Always be transparent about the sale and how it will impact everyone.
Inform all important customers and vendors, when appropriate, so they can understand and the transaction and what to expect moving forward. In doing so, put an emphasis on the success of the business and the minimal disruption that will occur when the new owner takes over.
Once everything internally is straightened out, it is time to market your business. There are several avenues you can seek to find them, but the best is utilizing the services of Established Business Opportunities. The method and the professionals you choose will depend on your industry, your location, as well as the size of your organization. Established Business Opportunities can best help you gauge the best way to market and how similar-sized businesses and structures were sold successfully, and how the buyers were identified.
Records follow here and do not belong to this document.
Issue #1744, opened 2021-06-07
Ability to block certain media from being requested.


Iguana9999phil:
#### Description

Not really a problem but it's frustrating me a lot. ;-) 
I would like to see a feature added that will give me the ability to put media on a "blacklist" when it get's requested. While I got rules in place regarding what to request and what gets added, some users don't read nor do they think before requesting. A button to add a request to the blacklist which after that would auto reject a next request for that same media would be great.

#### Desired Behavior

Someone requests all seasons of "East enders" I deny and put it on the "blacklist" next time someone requests "East enders" it will get auto rejected.

Magikarplvl4:
Just to add a small request to this case:
In my case, dutch tv shows and movies are really hard to find for Sonarr/Radarr.
Almost 99% of the time, a dutch tv show or movie request will fail because a file can't be found. 

It will be really nice if you had an option to block, manually approve this kind of request or set the status to manual process so I can deal with it manually.

costaht:
There's another issue, that I can't find right now, that suggests something different which is to black-list Declined requests.

Melantrix:
I would like to add a filter option for this; If it would be possible to blacklist media that are available on certain networks. e.g. i don't want to download media that's on Netflix. If i'm correct, the metadata is already available, so only a filter for this (or in this case a blacklist) would be ideal.

TheCatLady:
@Melantrix Sounds like you're looking for #835 instead. 😉

PR #3167, opened 2022-12-17
feat: blacklist media when declined a media request

Maxentr:
#### Description

First of all, this is my first PR in an open-source project like that. I am open to constructive criticism.

Add the ability to blacklist a media from being requested (idea submit in https://github.com/sct/overseerr/issues/1744). Currently, the user can only blacklist a media when this one has been requested. Can a page managing all blacklisted media be a good idea?

image

##### Back
- [X] Database migration
- [X] Add query in delete request route to get users' blacklist choice
- [X] before inserting a new request, if the media requested is blacklisted then deny the request
- [ ] Manage all blacklisted media?

##### Front
- [X] Display modal with a checkbox to blacklist or not the media on media request deletion
- [ ] Add a page to manage blacklisted media?

#### Issues

- Feature: https://github.com/sct/overseerr/issues/1744


sct:
Hi @Maxentr, thanks for making the PR, and sorry for taking so long to get to it.

One thing we don't want to encourage users to do is to delete requests. Even in the case of blacklisting, we want to know that a request has still happened. Request history is important to Overseerr for many reasons.

I am thinking of two things:
1. An option to automatically blacklist anything declined. This could be a global toggle; simply clicking decline will blacklist the item. This means we only need to check when a request is created if _any_ any request already exists. (Currently, we check if requests already exist but ignore declined ones)
2. We can still add the blacklist boolean you have in this PR, but it should be an option to toggle when we Decline the request instead of deleting it. Consider using something like our ButtonWithDropdown component for the decline buttons on request cards and in the request list. You would have the typical "Decline" but also a dropdown to "Decline and Blacklist" or something?

What do you think?

Maxentr:
> Hi @Maxentr, thanks for making the PR, and sorry for taking so long to get to it.
> 
> One thing we don't want to encourage users to do is to delete requests. Even in the case of blacklisting, we want to know that a request has still happened. Request history is important to Overseerr for many reasons.
> 
> I am thinking of two things:
> 
>     1. An option to automatically blacklist anything declined. This could be a global toggle; simply clicking decline will blacklist the item. This means we only need to check when a request is created if _any_ any request already exists. (Currently, we check if requests already exist but ignore declined ones)
> 
>     2. We can still add the blacklist boolean you have in this PR, but it should be an option to toggle when we Decline the request instead of deleting it. Consider using something like our ButtonWithDropdown component for the decline buttons on request cards and in the request list. You would have the typical "Decline" but also a dropdown to "Decline and Blacklist" or something?
> 
> 
> What do you think?

Both ideas sound good to me. Do you have any ideas on how to handle blacklisted media?

PR #3161, opened 2022-12-10
feat: Media availability synchronization job 

Nimelrian:
#### Description
A friend notified me of requiring the changes made in #2890, but the PR being dormant. From what I gathered, the only thing missing - aside from pulling in upstream changes - was adding pagination for the media entity loading. I have added pagination (with a page size of 50 entities) via a simple async generator function.

In addition, I pulled in the upstream changes via a rebase.

Disclaimer: I do not have an actual use for overseerr myself and don't run an instance, so I hope someone else can actually test the changes I made.

#### To-Dos

- [x] Successful build `yarn build`
- [x] Translation keys `yarn i18n:extract`

#### Issues Fixed or Closed

- Fixes #377

PR #3219, opened 2023-01-06
feat: availability sync rework

### LINKED ISSUE #377: Deleted titles are stuck on "Available"

OwsleyJr:
#### Description

Well, well, if it isn't Availability Sync number three. To spare everyone with what's already been said in the other two PRs, here are links to them #2890 #3161. Before I give an update on what I've have added with this PR, I would first like to give a shout out to Nimelrian and Jariz for the work they already put in. Now to the details.

 _New Additions/Changes_
   - 4k Compatibility
      - Due to the fact that we can not delete an entity if a non-4k or 4k version still exists, we must only update the entity and set its status to UNKNOWN if unavailable. This also includes updating all of its keys such as the ratingKey, etc to NULL.
      - We will cross compare radarr/sonarr versions with plex and update accordingly.
      - Media entity will be updated and set to unavailable if it does not exist in any radarr/sonarr instance and plex is unable to retrieve a movie/show with its rating keys. Deletion is prevented due to the fact that we do not want associated issues deleted.
   - Request handling
      - Before requests were only removed if the media entity was deleted as well. Now if either a non-4k or 4k version and one still remains, we will delete the correlated request.
      - Season request deletion was a little trickier as there is the child season request and then the parent media request. The availability sync itself will now handle the season requests that need to be removed and then the parent will automatically delete if empty.
      - Media requests will now also be deleted if a season entity is deleted.
   - Sonarr/Radarr media retrieval
      - Made sure loop that checks every media id will continue if one of the APIs fails to find a show/movie with it's tvdb/tmdb id.

#### To-Dos

#### Issues Fixed or Closed

- Fixes #377 
- - - - - - - - - - - - - - - - - - - - - - - - - - - - - - - - - - - - - - - - - -

### DIFF
--- a/server/entity/MediaRequest.ts
+++ b/server/entity/MediaRequest.ts
@@ -26,6 +26,7 @@ import {
   Column,
   CreateDateColumn,
   Entity,
+  JoinColumn,
   ManyToOne,
   OneToMany,
   PrimaryGeneratedColumn,
@@ -377,6 +378,7 @@ export class MediaRequest {
     eager: true,
     onDelete: 'CASCADE',
   })
+  @JoinColumn()
   public media: Media;
 
   @ManyToOne(() => User, (user) => user.requests, {
@@ -1187,3 +1189,5 @@ export class MediaRequest {
     }
   }
 }
+
+export default MediaRequest;
--- a/server/entity/MediaRequest.ts
+++ b/server/entity/MediaRequest.ts
@@ -26,7 +26,6 @@ import {
   Column,
   CreateDateColumn,
   Entity,
-  JoinColumn,
   ManyToOne,
   OneToMany,
   PrimaryGeneratedColumn,
@@ -378,7 +377,6 @@ export class MediaRequest {
     eager: true,
     onDelete: 'CASCADE',
   })
-  @JoinColumn()
   public media: Media;
 
   @ManyToOne(() => User, (user) => user.requests, {
--- a/server/api/servarr/sonarr.ts
+++ b/server/api/servarr/sonarr.ts
@@ -1,7 +1,7 @@
 import logger from '@server/logger';
 import ServarrBase from './base';
 
-interface SonarrSeason {
+export interface SonarrSeason {
   seasonNumber: number;
   monitored: boolean;
   statistics?: {
--- a/server/entity/Media.ts
+++ b/server/entity/Media.ts
@@ -114,29 +114,29 @@ class Media {
   @Column({ type: 'datetime', nullable: true })
   public mediaAddedAt: Date;
 
-  @Column({ nullable: true })
-  public serviceId?: number;
+  @Column({ nullable: true, type: 'text' })
+  public serviceId?: number | null;
 
-  @Column({ nullable: true })
-  public serviceId4k?: number;
+  @Column({ nullable: true, type: 'text' })
+  public serviceId4k?: number | null;
 
-  @Column({ nullable: true })
-  public externalServiceId?: number;
+  @Column({ nullable: true, type: 'text' })
+  public externalServiceId?: number | null;
 
-  @Column({ nullable: true })
-  public externalServiceId4k?: number;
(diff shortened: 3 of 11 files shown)


server/entity/MediaRequest.ts
```diff
@@ -377,6 +378,7 @@ export class MediaRequest {
     eager: true,
     onDelete: 'CASCADE',
   })
+  @JoinColumn()
```
sct, line 381: Does this not make a change to the database? Not sure why this wasn't needed until now?

OwsleyJr: It shouldn't be necessary if specify the relation when we try to find the correct media. Will update in the code.

server/entity/MediaRequest.ts
```diff
@@ -1187,3 +1187,5 @@ export class MediaRequest {
     }
   }
 }
+
+export default MediaRequest;
```
sct, line 1191: Why did we add this default export?

OwsleyJr: To keep consistency with the other entities that had default exports.

MattKobayashi:
What's holding this one up? Anything I can do to help get it across the line?

OwsleyJr:
> What's holding this one up? Anything I can do to help get it across the line?

Nothing to be done at this point. Just needs to be reviewed.

sct (approved):

sct:
@holopin-bot @jariz pin for you!

sct:
@holopin-bot @Nimelrian and you too!

sct:
@all-contributors please add @Nimelrian and @jariz for code

sct:
@all-contributors please add @jariz for code

epitsi:
This does not work for me. I tried setting the log level to DEBUG, did a full library scan, and searched the logs for the movie that I'd expect to be marked as unavailable after this fix, but I could find no such events. Anything I can do to help debug this? I'm running 1.33.0 via Docker.

MattKobayashi:
@epitsi Did you run the media availability sync task?

image

epitsi:
Ooops sorry. I thought this would run as part of the full library scan.

So I just ran the "Media Availability Sync" task (even though the Docker image has been on 1.33 for a few days now so it has been running automatically anyway). Checking the logs, I don't see any errors, other than a bunch of messages that look like this "1692 exists in at least one Radarr or Plex instance. Media will be updated if set to available". Not sure how to get more info for the specific movie I know it's not being handled properly.

MattKobayashi:
@epitsi If the movie still exists in either Plex or Radarr (regardless of whether the actual file is present), the Media Availability Sync task won't remove the movie from Overseerr. If you want the movie to be removed by the task, you'll have to make sure it's definitely gone from both Plex and Radarr.

What movie is it that's giving you issues? I've seen some rare instances where a media item is deleted from one of the upstream databases, consequently causing issues with various tools not being able to reconcile the local presence of a media item with the lack of an upstream database entry.

epitsi:
The movie is Fast & Furious 6 (tmdb id 82992). I've quadruple-checked in both Radarr and Plex, and neither have a listing for it.

MattKobayashi:
@epitsi I just tried to replicate the issue on my own instance, but could not. In my case, deleting the movie then running the `Media Availability Sync` task removed the request/availability data from Overseerr.

Might I suggest the following troubleshooting:

- Add the movie directly in Radarr (no need to start a search for it if you don't want to grab it again)
- Delete the movie in Radarr, ensuring you check the `Delete Movie Folder` checkbox like so:
image
- Run the `Media Availability Sync` task in Overseerr again.

This should clear out any 'stuck' records in Radarr/Plex for the movie.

After the right buyer is found and a sales price has been determined, work with Established Business Opportunities and with a lawyer to create a sales agreement that sets forth all the terms of the sale and ultimately transfers ownership of your business to the Buyer. This process will go back and forth many times, and will include many specific documents that will need to be carefully created and fully executed.
Establish a Transition Strategy: A well-thought-out and structured transition plan ensures that the new owner will seamlessly take over by outlining business responsibilities, goals, and timelines. You should create a detailed 100-day plan that covers, at a minimum, employee retention, customer communication, and operational integrity.
Reassure employees and customers: Sudden changes can create uncertainty. Keeping lines of communication open and providing clear, well-laid-out expectations can help assure the maintenance of stability. Introducing the new owner and addressing employee, vendor, and customer concerns early really helps ease the transition.
Ensure knowledge is transferred: The new owner should have unlimited access to necessary business insights, operational procedures, and vendor relationships. Offering support (training sessions, and/or advisory periods) throughout the documentation period will help them transition smoothly.
Hand Over Legal and Financial Responsibilities: Enlist legal and financial advisors to help finalize contracts, settle outstanding debts, and transfer necessary licenses. This will help ensure that the new owner takes over the business in good economic and legal standing, thus preventing disputes and/or litigation down the road.